Extracted records
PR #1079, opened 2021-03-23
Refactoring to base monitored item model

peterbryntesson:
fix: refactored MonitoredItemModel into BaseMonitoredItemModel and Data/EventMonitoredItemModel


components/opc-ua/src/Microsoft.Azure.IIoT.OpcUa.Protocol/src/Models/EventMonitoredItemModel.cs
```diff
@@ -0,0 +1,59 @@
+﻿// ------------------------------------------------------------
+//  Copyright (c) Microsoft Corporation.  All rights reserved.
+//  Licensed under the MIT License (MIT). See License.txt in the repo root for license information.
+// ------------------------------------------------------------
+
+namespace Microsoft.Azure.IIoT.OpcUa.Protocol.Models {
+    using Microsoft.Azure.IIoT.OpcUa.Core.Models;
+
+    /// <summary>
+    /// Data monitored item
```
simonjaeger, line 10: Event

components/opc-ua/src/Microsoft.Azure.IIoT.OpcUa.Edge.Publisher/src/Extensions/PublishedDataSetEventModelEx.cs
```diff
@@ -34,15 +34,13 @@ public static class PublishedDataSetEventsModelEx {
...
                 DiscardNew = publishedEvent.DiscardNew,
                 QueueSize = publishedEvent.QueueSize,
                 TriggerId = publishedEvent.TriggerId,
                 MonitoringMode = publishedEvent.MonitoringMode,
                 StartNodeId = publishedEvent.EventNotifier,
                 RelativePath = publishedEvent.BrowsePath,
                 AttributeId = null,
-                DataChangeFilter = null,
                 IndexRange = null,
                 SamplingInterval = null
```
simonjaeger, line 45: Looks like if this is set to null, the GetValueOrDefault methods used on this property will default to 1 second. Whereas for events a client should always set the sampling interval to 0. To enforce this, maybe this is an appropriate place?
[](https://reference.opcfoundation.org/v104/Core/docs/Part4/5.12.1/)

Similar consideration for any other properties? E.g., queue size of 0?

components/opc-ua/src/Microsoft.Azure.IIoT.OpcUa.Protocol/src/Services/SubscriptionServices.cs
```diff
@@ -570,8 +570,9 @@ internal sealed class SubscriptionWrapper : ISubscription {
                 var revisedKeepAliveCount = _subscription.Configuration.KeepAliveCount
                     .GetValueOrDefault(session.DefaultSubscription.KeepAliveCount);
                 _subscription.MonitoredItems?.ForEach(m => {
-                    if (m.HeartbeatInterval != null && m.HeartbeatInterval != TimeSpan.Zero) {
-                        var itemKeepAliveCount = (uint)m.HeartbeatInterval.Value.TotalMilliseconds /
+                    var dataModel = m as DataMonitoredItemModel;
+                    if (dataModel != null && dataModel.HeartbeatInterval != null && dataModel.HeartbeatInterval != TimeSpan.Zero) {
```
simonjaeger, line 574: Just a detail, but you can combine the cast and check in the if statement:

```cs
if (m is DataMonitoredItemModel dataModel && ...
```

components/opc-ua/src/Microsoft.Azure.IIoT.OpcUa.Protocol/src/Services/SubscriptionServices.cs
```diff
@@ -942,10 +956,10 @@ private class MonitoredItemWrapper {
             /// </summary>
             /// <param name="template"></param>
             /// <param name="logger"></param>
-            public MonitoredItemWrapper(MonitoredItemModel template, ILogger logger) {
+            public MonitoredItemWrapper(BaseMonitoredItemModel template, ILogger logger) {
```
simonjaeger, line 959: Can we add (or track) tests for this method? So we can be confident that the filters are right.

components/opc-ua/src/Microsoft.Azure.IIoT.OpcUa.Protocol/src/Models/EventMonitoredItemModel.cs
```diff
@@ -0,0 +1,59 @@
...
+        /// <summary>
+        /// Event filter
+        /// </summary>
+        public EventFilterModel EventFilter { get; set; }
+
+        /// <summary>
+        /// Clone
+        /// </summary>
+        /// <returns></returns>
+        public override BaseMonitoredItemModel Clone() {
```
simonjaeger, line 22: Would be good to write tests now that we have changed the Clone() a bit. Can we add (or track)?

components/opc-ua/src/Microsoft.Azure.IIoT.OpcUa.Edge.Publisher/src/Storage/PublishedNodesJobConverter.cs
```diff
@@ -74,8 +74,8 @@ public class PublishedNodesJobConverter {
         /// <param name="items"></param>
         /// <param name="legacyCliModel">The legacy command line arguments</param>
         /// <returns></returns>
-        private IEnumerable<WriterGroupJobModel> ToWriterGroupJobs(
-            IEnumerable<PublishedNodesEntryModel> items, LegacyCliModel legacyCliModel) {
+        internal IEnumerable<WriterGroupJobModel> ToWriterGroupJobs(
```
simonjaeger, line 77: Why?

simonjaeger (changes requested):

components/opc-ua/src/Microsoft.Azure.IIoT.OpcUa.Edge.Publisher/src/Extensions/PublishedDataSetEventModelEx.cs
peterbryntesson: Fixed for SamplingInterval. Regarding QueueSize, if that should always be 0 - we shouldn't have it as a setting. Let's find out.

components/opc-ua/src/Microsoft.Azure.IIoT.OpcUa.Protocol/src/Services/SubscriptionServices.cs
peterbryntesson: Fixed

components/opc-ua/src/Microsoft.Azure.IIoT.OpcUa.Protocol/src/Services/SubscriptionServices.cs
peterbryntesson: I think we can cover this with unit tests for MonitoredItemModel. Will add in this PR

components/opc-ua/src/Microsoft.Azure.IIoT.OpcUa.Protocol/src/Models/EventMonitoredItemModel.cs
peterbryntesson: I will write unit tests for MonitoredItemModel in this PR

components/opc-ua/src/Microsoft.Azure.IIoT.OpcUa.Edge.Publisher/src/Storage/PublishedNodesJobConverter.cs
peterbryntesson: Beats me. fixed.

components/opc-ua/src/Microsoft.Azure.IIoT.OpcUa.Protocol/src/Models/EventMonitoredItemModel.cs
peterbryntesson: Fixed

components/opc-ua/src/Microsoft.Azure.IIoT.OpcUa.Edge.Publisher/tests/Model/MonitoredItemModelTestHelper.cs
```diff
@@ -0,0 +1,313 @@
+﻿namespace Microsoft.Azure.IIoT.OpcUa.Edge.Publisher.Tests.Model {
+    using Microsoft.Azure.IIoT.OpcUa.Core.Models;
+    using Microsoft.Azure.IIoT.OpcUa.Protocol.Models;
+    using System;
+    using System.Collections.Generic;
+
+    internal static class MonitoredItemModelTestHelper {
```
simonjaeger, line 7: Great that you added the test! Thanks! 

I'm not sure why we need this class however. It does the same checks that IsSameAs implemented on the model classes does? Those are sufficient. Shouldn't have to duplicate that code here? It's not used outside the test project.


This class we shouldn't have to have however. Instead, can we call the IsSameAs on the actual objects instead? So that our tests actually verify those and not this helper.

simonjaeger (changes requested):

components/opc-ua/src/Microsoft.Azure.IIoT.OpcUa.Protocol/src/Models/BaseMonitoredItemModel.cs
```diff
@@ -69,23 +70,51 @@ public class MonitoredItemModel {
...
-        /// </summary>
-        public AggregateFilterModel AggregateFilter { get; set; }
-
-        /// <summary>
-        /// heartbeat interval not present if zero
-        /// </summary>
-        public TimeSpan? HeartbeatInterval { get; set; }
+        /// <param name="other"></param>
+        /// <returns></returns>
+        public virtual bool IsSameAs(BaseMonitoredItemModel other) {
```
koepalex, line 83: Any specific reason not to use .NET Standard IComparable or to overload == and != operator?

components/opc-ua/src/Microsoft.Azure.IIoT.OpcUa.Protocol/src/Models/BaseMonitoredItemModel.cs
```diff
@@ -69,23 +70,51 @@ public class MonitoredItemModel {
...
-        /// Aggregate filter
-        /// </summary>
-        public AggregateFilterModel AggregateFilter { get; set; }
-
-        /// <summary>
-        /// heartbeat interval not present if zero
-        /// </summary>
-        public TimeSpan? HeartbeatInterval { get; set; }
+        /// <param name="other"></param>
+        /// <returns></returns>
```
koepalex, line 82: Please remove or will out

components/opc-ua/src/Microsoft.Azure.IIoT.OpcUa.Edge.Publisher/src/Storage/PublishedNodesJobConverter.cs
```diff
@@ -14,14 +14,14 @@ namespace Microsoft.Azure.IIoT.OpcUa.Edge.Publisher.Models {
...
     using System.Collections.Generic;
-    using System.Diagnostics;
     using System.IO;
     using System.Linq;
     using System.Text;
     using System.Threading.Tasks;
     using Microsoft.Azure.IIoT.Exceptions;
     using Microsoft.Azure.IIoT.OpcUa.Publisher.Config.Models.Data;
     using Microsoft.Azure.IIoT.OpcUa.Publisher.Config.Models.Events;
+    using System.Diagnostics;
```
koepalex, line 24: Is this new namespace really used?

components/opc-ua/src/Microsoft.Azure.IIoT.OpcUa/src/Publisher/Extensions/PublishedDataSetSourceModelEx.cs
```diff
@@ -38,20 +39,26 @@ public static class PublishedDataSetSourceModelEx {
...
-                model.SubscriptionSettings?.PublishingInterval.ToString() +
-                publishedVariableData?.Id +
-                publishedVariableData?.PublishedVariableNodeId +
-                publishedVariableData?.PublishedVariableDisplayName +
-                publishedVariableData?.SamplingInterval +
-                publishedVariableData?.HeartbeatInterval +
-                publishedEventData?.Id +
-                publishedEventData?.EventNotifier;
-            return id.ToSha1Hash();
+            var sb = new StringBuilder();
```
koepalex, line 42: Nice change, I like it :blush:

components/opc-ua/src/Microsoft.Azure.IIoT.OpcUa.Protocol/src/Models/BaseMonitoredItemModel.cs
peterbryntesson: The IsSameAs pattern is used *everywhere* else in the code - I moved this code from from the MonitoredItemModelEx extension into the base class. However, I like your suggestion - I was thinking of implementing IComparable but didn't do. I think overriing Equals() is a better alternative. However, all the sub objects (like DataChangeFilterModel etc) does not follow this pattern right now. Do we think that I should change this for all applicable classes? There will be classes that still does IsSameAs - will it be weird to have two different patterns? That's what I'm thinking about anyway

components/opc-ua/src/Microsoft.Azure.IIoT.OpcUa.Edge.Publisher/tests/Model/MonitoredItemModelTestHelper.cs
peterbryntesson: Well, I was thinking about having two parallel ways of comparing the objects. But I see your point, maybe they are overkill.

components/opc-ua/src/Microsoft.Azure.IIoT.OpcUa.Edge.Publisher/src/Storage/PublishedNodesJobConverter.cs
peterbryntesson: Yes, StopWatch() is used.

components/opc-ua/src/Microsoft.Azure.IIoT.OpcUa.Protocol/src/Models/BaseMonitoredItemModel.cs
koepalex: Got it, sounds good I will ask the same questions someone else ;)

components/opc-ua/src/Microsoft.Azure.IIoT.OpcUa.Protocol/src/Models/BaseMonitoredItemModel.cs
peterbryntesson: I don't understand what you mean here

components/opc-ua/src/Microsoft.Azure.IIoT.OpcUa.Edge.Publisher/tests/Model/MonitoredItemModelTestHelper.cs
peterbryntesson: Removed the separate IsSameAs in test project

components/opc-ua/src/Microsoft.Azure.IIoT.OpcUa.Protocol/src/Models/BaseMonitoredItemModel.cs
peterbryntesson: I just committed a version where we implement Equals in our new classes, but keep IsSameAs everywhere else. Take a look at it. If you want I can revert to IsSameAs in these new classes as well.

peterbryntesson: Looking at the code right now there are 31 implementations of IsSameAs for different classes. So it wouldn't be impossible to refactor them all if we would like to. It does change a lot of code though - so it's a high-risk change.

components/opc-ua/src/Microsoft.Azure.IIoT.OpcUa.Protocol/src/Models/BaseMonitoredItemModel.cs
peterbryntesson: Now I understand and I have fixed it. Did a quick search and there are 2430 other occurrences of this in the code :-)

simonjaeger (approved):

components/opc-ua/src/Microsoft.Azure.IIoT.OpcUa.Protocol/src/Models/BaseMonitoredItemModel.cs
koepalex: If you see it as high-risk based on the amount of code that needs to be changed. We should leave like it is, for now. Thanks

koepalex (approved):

To do
Note each line of the entries that has "HeartbeatInterval" in it, and copy those lines.

Response
-                    if (m.HeartbeatInterval != null && m.HeartbeatInterval != TimeSpan.Zero) {
-                        var itemKeepAliveCount = (uint)m.HeartbeatInterval.Value.TotalMilliseconds /
+                    if (dataModel != null && dataModel.HeartbeatInterval != null && dataModel.HeartbeatInterval != TimeSpan.Zero) {
-        public TimeSpan? HeartbeatInterval { get; set; }
-        public TimeSpan? HeartbeatInterval { get; set; }
-                publishedVariableData?.HeartbeatInterval +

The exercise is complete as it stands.